Note how many lines in the entries contain the string "battles", then give that number and nothing else.

> **EXERCISE INPUTS**
● ● ●

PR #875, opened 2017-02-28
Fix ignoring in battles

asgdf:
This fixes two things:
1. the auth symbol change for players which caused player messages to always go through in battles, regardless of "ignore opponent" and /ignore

● ● ●

> **RESPONSE BOX**
2